This problem was too much fun to ignore. I've worked up a patch that should solve things. It was tested importing your original xls file. Existing code 640.56user 0.85system 10:55.40elapsed 97PU (0avgtext+0avgdata 0maxresident)k 0inputs+0outputs (2326major+6021minor)pagefaults 0swaps New code 3.57user 0.25system 0:08.03elapsed 47PU (0avgtext+0avgdata 0maxresident)k 0inputs+0outputs (2309major+6218minor)pagefaults 0swaps .gnumeric import should also benefit, but you'll want to use the sax importer to get the full impact. Sadly xml export is still dom based, so unless you've got a fair amount of memory that will be slower than necessary. The patch will go into the 1.1 branch for testing, if it works out, I'll back port to 1.0.
Uhh, wow. A slight improvement, 640s to 4s! I had assumed that OOo would be so much better than gnumeric... but now I am beginning to think not. Especially when it comes to responsive bug fixing! Thanks Jody. PS: I assume you mean "xml import" not "xml export" in your comment?
Actually I do mean export. DOM is memory intensive. It requires approx 4xfile_size memory to store the tree. Note that this is the uncompressed file size. For large files that is significant. We are testing a sax based importer that will become the main importer for 1.2, but the exporter is still DOM based until we find time to replace it.
Jody, should this get marked "Fixed"? Other question, do you think this could be enabled by default in the 1.0.x branch (I saw your message about the backport on the mailing list)? I ask the second question b/c if the answer is no, then does that mean the first time it is available by default will be in the gnome2 port of gnumeric? (Which will be, presumably, a very long time off in terms of making it out to the general public).

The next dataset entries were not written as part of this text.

PR #401, opened 2025-07-29
Fixing Send to self segfault in rank 0

nirandaperera:
This PR fixes the send-to-self segfault in rank0 and adds a tests to verify. 

It also adds a `TestEnvironmentType` enum to easily skip unrelated tests, especially Single communicator tests.

### DIFF
--- a/cpp/tests/test_communicator.cpp
+++ b/cpp/tests/test_communicator.cpp
@@ -3,7 +3,9 @@
  * SPDX-License-Identifier: Apache-2.0
  */
 
-#include <cudf_test/base_fixture.hpp>
+#include <gmock/gmock.h>
+#include <gtest/gtest.h>
+
 #include <rmm/mr/device/cuda_memory_resource.hpp>
 #include <rmm/mr/device/device_memory_resource.hpp>
 #include <rmm/resource_ref.hpp>
@@ -15,11 +17,14 @@
 #include "environment.hpp"
 #include "utils.hpp"
 
-class BaseCommunicatorTest : public cudf::test::BaseFixture {
+class BaseCommunicatorTest : public ::testing::Test {
   protected:
     void SetUp() override {
         comm = GlobalEnvironment->comm_.get();
-        br = std::make_unique<rapidsmpf::BufferResource>(mr());
+        mr = std::unique_ptr<rmm::mr::device_memory_resource>(
+            new rmm::mr::cuda_memory_resource{}
+        );
+        br = std::make_unique<rapidsmpf::BufferResource>(mr.get());
         stream = rmm::cuda_stream_default;
         GlobalEnvironment->barrier();
     }
@@ -31,6 +36,7 @@ class BaseCommunicatorTest : public cudf::test::BaseFixture {
     virtual rapidsmpf::MemoryType memory_type() = 0;
 
     rapidsmpf::Communicator* comm;
+    std::unique_ptr<rmm::mr::device_memory_resource> mr;
     rmm::cuda_stream_view stream;
     std::unique_ptr<rapidsmpf::BufferResource> br;
 };


cpp/src/communicator/ucxx.cpp
```diff
@@ -1007,8 +1014,9 @@ constexpr ::ucxx::TagMask UserTagMask{std::numeric_limits<uint32_t>::max()};
 std::shared_ptr<::ucxx::Endpoint> UCXX::get_endpoint(Rank rank) {
     Logger& log = logger();
     try {
+        auto ep = shared_resources_->get_endpoint(rank);
         log.trace("Endpoint for rank ", rank, " already available, returning to caller");
-        return shared_resources_->get_endpoint(rank);
+        return ep;
```
pentschev, line 1019: Nit: revert this change. The reasoning is the logging will be omitted if `shared_resources_->get_endpoint(rank)` raises an exception, plus I think the original was more straightforward.

cpp/tests/test_communicator.cpp
```diff
@@ -0,0 +1,136 @@
...
+    // send data to self (ignore the return future)
+    auto send_future = comm->send(std::move(send_buf), self_rank, tag);
+
+    // receive data from self
+    std::vector<std::unique_ptr<Communicator::Future>> recv_futures;
+    auto recv_buf = make_buffer(n_elems);
+    recv_futures.emplace_back(comm->recv(self_rank, tag, std::move(recv_buf)));
+
+    while (!recv_futures.empty()) {
+        auto finished = comm->test_some(recv_futures);
```
pentschev, line 122: I know when things are going down the expected path this is not necessary, I would still suggest waiting for the `send_future`, the reason this is useful is in case something goes wrong in a previous test and a receive message is waiting to be received, which is possible because we do not destroy/restart workers after each test, in that case the you may be receiving an "old" message which will be hard to debug. Additionally, would be best to check that the status of the requests are `UCS_OK`, e.g., `recv_future->getStatus() == UCS_OK` to ensure the request succeeded.

cpp/tests/test_communicator.cpp
```diff
@@ -0,0 +1,136 @@
...
+            std::this_thread::sleep_for(std::chrono::microseconds(10));
+            continue;
+        }
+        // there should only be one finished future
+        auto recv_buf = comm->get_gpu_data(std::move(finished[0]));
+        EXPECT_EQ(n_elems, recv_buf->size);
+        std::vector<uint8_t> recv_data(n_elems);
+        copy_from_buffer(*recv_buf, recv_data.data(), n_elems);
+        EXPECT_EQ(data, recv_data);
+        log_vec("recv_data:", recv_data);
```
pentschev, line 134: Is this necessary/useful somehow?

pentschev (approved):
Thanks @nirandaperera for debugging and fixing this, if I'm understanding this correctly the issue only occurred because there was no endpoint to self before, is that right? Overall LGTM, left a few suggestions.

cpp/tests/test_communicator.cpp
pentschev: Yes, we should check for errors, however, I suggested the "old way", instead of `getStatus()` we whould `recv_future->checkError()`, which will raise an exception if an error occurred.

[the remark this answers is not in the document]
wence-: `test_some` calls `progress_worker` so I think that's ok

wence-: Did that in #403

cpp/tests/test_communicator.cpp
```diff
@@ -0,0 +1,136 @@
...
+    auto copy_from_buffer(Buffer& buf, void* dst, size_t size) {
+        if (memory_type() == MemoryType::HOST) {
+            std::memcpy(dst, buf.data(), size);
+        } else {
+            RAPIDSMPF_CUDA_TRY(
+                cudaMemcpyAsync(dst, buf.data(), size, cudaMemcpyDefault, stream)
+            );
+            RAPIDSMPF_CUDA_TRY(cudaStreamSynchronize(stream));
+        }
+    }
```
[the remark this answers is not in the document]
nirandaperera: We dont have utils to copy to/from arbitrary pointers in out buffer/ resource APIs, IINM.

cpp/tests/test_communicator.cpp
```diff
@@ -0,0 +1,136 @@
...
+#include <rapidsmpf/buffer/resource.hpp>
+#include <rapidsmpf/communicator/communicator.hpp>
+
+#include "environment.hpp"
+#include "utils.hpp"
+
+using namespace rapidsmpf;
+
+// Base class for all communicator tests which
+class BaseCommunicatorTest : public cudf::test::BaseFixture {
```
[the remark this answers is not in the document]
nirandaperera: @wence- just to get the default mem resource :innocent: L27

nirandaperera:
@wence- This PR is on hold for the moment. There seems to be some bug in the UCX endpoint setup. That's why the cpp tests are failing. The newly added tests pass if we just run them independently. But when running the test suite (`ucxx_tests`) with higher parallelisms (3 or 5), there is some interference. :confused: 

I have already discussed with @pentschev. We are currently looking into it.

cpp/tests/test_communicator.cpp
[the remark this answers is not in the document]
wence-: Buffer to host (or device) vector:

```
auto host_vec = br->move_to_host_vector(std::move(buf), ...);
auto device_buffer = br->move_to_device_buffer(std::move(obuf), ...);
```

Vector to Buffer of given type (copies):
```
auto buf = br->move(mem_type, br->move(std::make_unique<decltype(vec)>(vec.begin(), vec.end()), stream, reservation);
```

`device_buffer` to Buffer (copies)

```
auto buf = br->move(mem_type, br->move(std::make_unique<rmm::device_buffer>(d_buf, stream), stream, reservation);
```

If we think we should have better utilities for doing this, let's figure out the right API and provide general purpose utils rather than hiding them in a test class.

cpp/src/communicator/ucxx.cpp
pentschev: Ah yeah, you're right, my bad.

I'll leave the bug open until it is enabled in the 1.0 branch. However, I will not enable it for a while. There needs to be at least a release or two of the unstable branch to get this tested. I take 'stable' seriously, and don't want to change something this central without lots of testing. I'm confident that it is correct, but I'm not certain. You can easily enable it yourself in gnumeric/src/evalc.c. Just look for the #undef
I am not going to enable this in the stable tree, it seems to work nicely in 1.1, but it is too significant a change to put into stable.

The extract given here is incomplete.